While Philadelphia’s 2015 mayoral and council races are a long way off, a new poll from the Pew Charitable Trusts suggests this summer’s political turmoil has given voters a hankering for a change election.
The number of people who think conditions in Philadelphia have gotten worse since 2009 rose 10 points to 37 percent, while the number who think things have been gotten better shrank by eight points to 25 percent.
This is in part driven by the decline mentality ingrained into many longtime residents and not shared by newcomers. A majority those who arrived within the last 10 years — 43 percent — think the city is on the right track, versus 36 percent who think it’s on the wrong track. Compare that to the 48 percent of residents who have lived here for 30-plus years and think the city is on the wrong track, and the 36 percent who think it’s on the right track.
Pew did not ask respondents for their positions on the specific city issues, which would have given us a better understanding of residents’ souring mood. But a look at the headlines that ran between July 23 and August 13, when the poll was conducted, reveals this was during peak media coverage of the school funding crisis.
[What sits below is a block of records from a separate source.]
PR #22405, opened 2026-08-13
Remove unused loginApprovalModelRef

djsmith85:
## 📔 Objective

With previous work moving to the `LoginApprovalDialogComponent`, it was missed to remove the existing loginApproval-modal.

This removes the modalRef and the template within the markup.


ike-kottlowski (approved):
Thanks!

PR #22407, opened 2026-08-13
[PM-41880] Quick fix for edit members dialog dependencies

ttalty:
## 🎟️ Tracking

https://bitwarden.atlassian.net/browse/PM-41880

## 📔 Objective

Clicking a member on Reporting → Reports → Member access threw `NG0201` instead of opening the
member edit dialog. Added a regression test that opens the dialog through the real `DialogService` and asserts the
component was constructed.

## 📸 Screenshots

image

### DIFF
--- a/bitwarden_license/bit-web/src/app/admin-console/organizations/organizations-routing.module.ts
+++ b/bitwarden_license/bit-web/src/app/admin-console/organizations/organizations-routing.module.ts
@@ -10,10 +10,16 @@ import {
 } from "@bitwarden/common/admin-console/abstractions/organization/organization.service.abstraction";
 import { FeatureFlag } from "@bitwarden/common/enums/feature-flag.enum";
 import { ConfigService } from "@bitwarden/common/platform/abstractions/config/config.service";
+import { safeProvider } from "@bitwarden/ui-common";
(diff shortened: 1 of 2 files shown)


bitwarden_license/bit-web/src/app/admin-console/organizations/organizations-routing.module.ts
```diff
@@ -88,6 +94,22 @@ const routes: Routes = [
...
+            // MemberActionsService and BillingConstraintService. Both are plain `@Injectable()`
+            // (no `providedIn`), and MembersModule is the only NgModule that provides them — this
+            // route does not load MembersModule, so without these the dialog fails with NG0201.
+            // MemberDialogManagerService is listed only because MemberActionsService injects it.
+            //
+            // These have to live on the route rather than in the component's `providers`:
+            // DialogService parents the dialog's injector to the environment injector DialogService
+            // itself was created in, so a component-decorator (node injector) provider is never in
+            // the dialog's resolution chain. Route `providers` land in an environment injector,
+            // which is. The report component itself uses none of these three services.
```
Banrion, line 107: ⛏️ I suggest avoiding adding comments explaining common patterns. It's standard to need to inject services needed for components in a module

Banrion (approved):
One nit-pick, but otherwise good. Thanks for the test case addition!

sven-bitwarden (approved):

According to Larry Eichel, director of Pew’s Philadelphia Research Initiative, most respondents were polled before August 9, when Superintendent William Hite announced that the schools might not open on time. But it still seems like a safe bet that ongoing problems with school funding weighed heavily when people were prompted to think about city politics.
Although it is debatable how much blame Mayor Michael Nutter and city council members really deserve for Pennsylvania’s decades-long project of creating a third-world education system in one of America’s wealthiest metro regions, the turmoil has still negatively affected voters’ assessments of their local politicians:
Approval of Nutter’s job performance, for one, has plummeted 21 points since 2012, and the number disapproving increased by 22 points. City Council’s collective reputation has also felt turmoil. Back in 2009, approval of the council was evenly split (39-39). Now, voters disapprove of their performance by almost 2-1, with disapproval shooting up 18 points to 57 percent.
Here we see a similar split between newer and older Philadelphians. Longtime residents disapprove of Nutter (54-39) more than residents who have lived in here for 10 years or less (44-39). The same goes for City Council, where newer residents only slightly disapprove of the council on net (35-38 percent, with 27 percent undecided), and longtime residents despise them (28-60 percent)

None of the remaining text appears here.